With my stepmother wearing her long black silk evening dress he apologised to the others at the dining table for looking so funereal, and as he made his witty remarks, I watched the two poised and elegant young naval officers on our table fall under the spell of his debonair charm, like all his young regimental subalterns. These two young men were exquisitely mannered, especially the blonde blue-eyed one with an indefinable air of distinction, who, my father told me, came from a distinguished aristocratic family.

As the voyage progressed, and we sat with the same diners at every meal and got to know each other, both these young naval officers told me what a wonderful man my father was. By then, I was old enough to see something of what they meant. He was handsome and distinguished in his own right, witty and wicked, with a mischievous sense of humour, gay and rather gentle, and exuded integrity and intelligence. Above all, he shared a zest for life, a joy in people, and a laughing disdain for authority.
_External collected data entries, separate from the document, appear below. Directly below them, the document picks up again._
PR #2239, opened 2021-09-02
Rewrite rules for the new ocm creation wizard

xueli181114:
/assign @yasun1

### DIFF
--- a/lib/rules/web/ocm_console/osd_wizard_cloud_provider.xyaml
+++ b/lib/rules/web/ocm_console/osd_wizard_cloud_provider.xyaml
@@ -6,20 +6,40 @@ select_cloud_provider_wizard:
             xpath: //article[@data-test-id='<cloud_provider>-provider-card']
         op: click
 
+click_validate_button:
+    element:
+        selector:
+            xpath: //button[text()='Validate']
+        op: click
 # -------------------- AWS credential related --------------------
 check_no_input_errors_to_required_aws_items:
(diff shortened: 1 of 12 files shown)


lib/rules/web/ocm_console/osd_wizard_cloud_provider.xyaml
```diff
@@ -6,20 +6,40 @@ select_cloud_provider_wizard:
...
-            xpath: //div[@id='access_key_id-helper' and text()=' Field is required']
+            xpath: //*[@id='access_key_id']
+          op: click
         - selector:
-            xpath: //div[@id='secret_access_key-helper' and text()=' Field is required']
-check_error_to_cluster_name_on_creation_page:
-    element:
-        selector:
-            xpath: //div[@id='name-helper' and contains(text(),'<error_message>')]
+            xpath: //*[text()='AWS access key ID']
```
yasun1, line 29: why using '*' but not 'span'?

yasun1 (commented):
others lgtm

lib/rules/web/ocm_console/osd_wizard_cloud_provider.xyaml
xueli181114: Because the block type changes too frequently.  And I just need some place to click to call out the error message. I don't want to debug failed cases all the time due to the block type changed. * can be used to locate a unique element. That's expected.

This was partly why we were on our way to Malaya, where he was going to help form the Federation Regiment. His career as a gunnery expert was soaring when he had complained to the Army Council about the lack of proper treatment for accidentally injured soldiers during a huge army exercise. Whistleblowers always suffer for their intransigence, so this had meant the end of his career. He left the cavalry and became an infantryman, an unusual career move!
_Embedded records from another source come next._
PR #2248, opened 2021-09-06
Fix lastTriggeredImageID issue

xiuwang:
lastTriggeredImageID change from spec to status
@wewang58 Please help review, thanks


pruan-rht (commented):
/lgtm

He had had a long hard war, and didn’t get away from France until two weeks after Dunkirk.  His tank regiment had been ordered to support the French on the line of the Somme, but the French never turned up to be supported, and his outnumbered, outgunned regiment was in considerable peril from the swiftly advancing German army. They managed to retreat to Cherbourg, where they destroyed all their tanks and equipment, and were packed onto a cargo ship for the dangerous cross channel journey through the night.

Two thousand men were crammed on to the deck, hungry, exhausted and relieved. He said he never forgot the women of Plymouth in the WVS, waiting for them on the docks at dawn with hot tea. He was then sent to Africa, to serve in his tank regiment in the Eighth Army, and then the First Army. He was one of the famous Desert Rats. The names of his battles echoed through my childhood: Tobruk, Sidi Bahrani and Sidi Rezegh, Bardia and Benghazi, Salerno and Cassino…

I knew where he was, because he sent little cream cards with Pharaohs on them, sitting sideways with their arms bent, with long, black hair and black, almond shaped eyes. He also sent little wicker baskets of almond nuts, perhaps when he was in Tunisia. And later, when he was in Italy, he wrote letters and drew pictures of himself drinking wine at the top of steep hills. But then, after my mother disappeared, his letters stopped coming. As though the heart had gone out of him.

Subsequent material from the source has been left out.